Note: BASE_LOCATION determines the location of the Iceberg Table. running this command will create a new folder named iceberg_table
in your bucket. The data and metadata files for the Iceberg table will be created in the directory.
CREATE OR REPLACE ICEBERG TABLE tasty_bytes_db.raw.icb_truck_reviews
(
source_name VARCHAR,
quarter VARCHAR,
order_id BIGINT,
truck_id INT,
review VARCHAR,
language VARCHAR
)
CATALOG = 'SNOWFLAKE'
EXTERNAL_VOLUME = 'vol_tastybytes_truckreviews'
BASE_LOCATION = 'iceberg_table/';
Snowflake creates data and metadata files and manages them. The table state is maintained in the metadata files. When changes are made to the data, new metadata files are created replacing the older metadata.
Data files refer to the physical files that store the actual data. These files typically contain data in formats such as Parquet or ORC. Iceberg tables organize data into multiple data files, each containing a subset of the table's data. These files are managed and optimized by the Iceberg table format to support efficient data storage, retrieval, and processing.
Now let's load some data into the Iceberg table. This query copies the data from the external table into our new iceberg table (in the iceberg_table
directory of S3).
Note: You may load data directly into the S3 directory where your Iceberg table resides. We are loading data from the External Table here to show how you can interact with data inside Iceberg Tables.
INSERT INTO tasty_bytes_db.raw.icb_truck_reviews
(
source_name, quarter, order_id, truck_id, review, language
)
SELECT source as source_name,
quarter,
order_id,
truck_id,
review,
language
FROM tasty_bytes_db.raw.ext_survey_data;
Let's query the data. You can query the table just as you would standard tables in Snowflake.
SELECT TOP 100 * FROM tasty_bytes_db.raw.icb_truck_reviews;
You can also do joins and enrich the Iceberg data with data residing in Snowflake.

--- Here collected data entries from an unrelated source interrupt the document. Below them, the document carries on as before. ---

PR #170, opened 2023-04-14
Update `matchProof()` to check if the `proof.cryptosuite` matches `suite.cryptosuite` along with   proof type for `DataIntegrityProof`.

JSAssassin:


dlongley (changes requested):
So I don't think we should change this here -- we should make sure that `DataIntegrityProof` overrides this method and performs the check over here: https://github.com/digitalbazaar/data-integrity/issues/4

JSAssassin:
Closing.

PR #172, opened 2023-05-13
Add `derive` API and pass existing `proofSet` to suite functions.

dlongley:


dlongley:
Addresses #171 and possibly others related to derived proofs.

PR #636, opened 2023-06-20
Bump json-schema-validator to fix build on ARM

fabianbs96:
The recent PR #627 broke the build on ARM due to a bug in the JSON Schema Validator.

Let's get some more information on reviews that have associated orders using the order_header
table.
SELECT
tr.order_id,
tr.truck_id,
tr.review,
oh.location_id,
oh.order_ts,
oh.order_total
FROM tasty_bytes_db.raw.order_header oh
JOIN tasty_bytes_db.raw.icb_truck_reviews tr
ON tr.order_id = oh.order_id;
Run the following command to remove all Snowflake objects created in this quickstart. Do not forget the AWS roles, policy, and bucket!
DROP DATABASE IF EXISTS tasty_bytes_db;
DROP WAREHOUSE IF EXISTS iceberg_quickstart_wh;
DROP INTEGRATION IF EXISTS int_tastybytes_truckreviews;
DROP EXTERNAL VOLUME IF EXISTS vol_tastybytes_truckreviews;
In this quickstart, we explored the use of Iceberg tables in Snowflake to manage and analyze restaurant review data efficiently. We began by setting up the necessary infrastructure in Snowflake, AWS, and S3, including creating databases, warehouses, IAM policies, roles, and storage integrations.
We then proceeded to surface data from S3 into Snowflake using external stages and tables, allowing us to query and analyze the data as if it were stored natively within Snowflake. We configured auto-refresh for the external tables to ensure they stay up-to-date with changes in the S3 bucket.
Next, we created Iceberg tables in Snowflake, leveraging the powerful features of the Iceberg format such as ACID transactions, schema evolution, and hidden partitioning. These tables allow us to efficiently manage and analyze large volumes of data stored in external cloud storage while benefiting from Snowflake's query capabilities.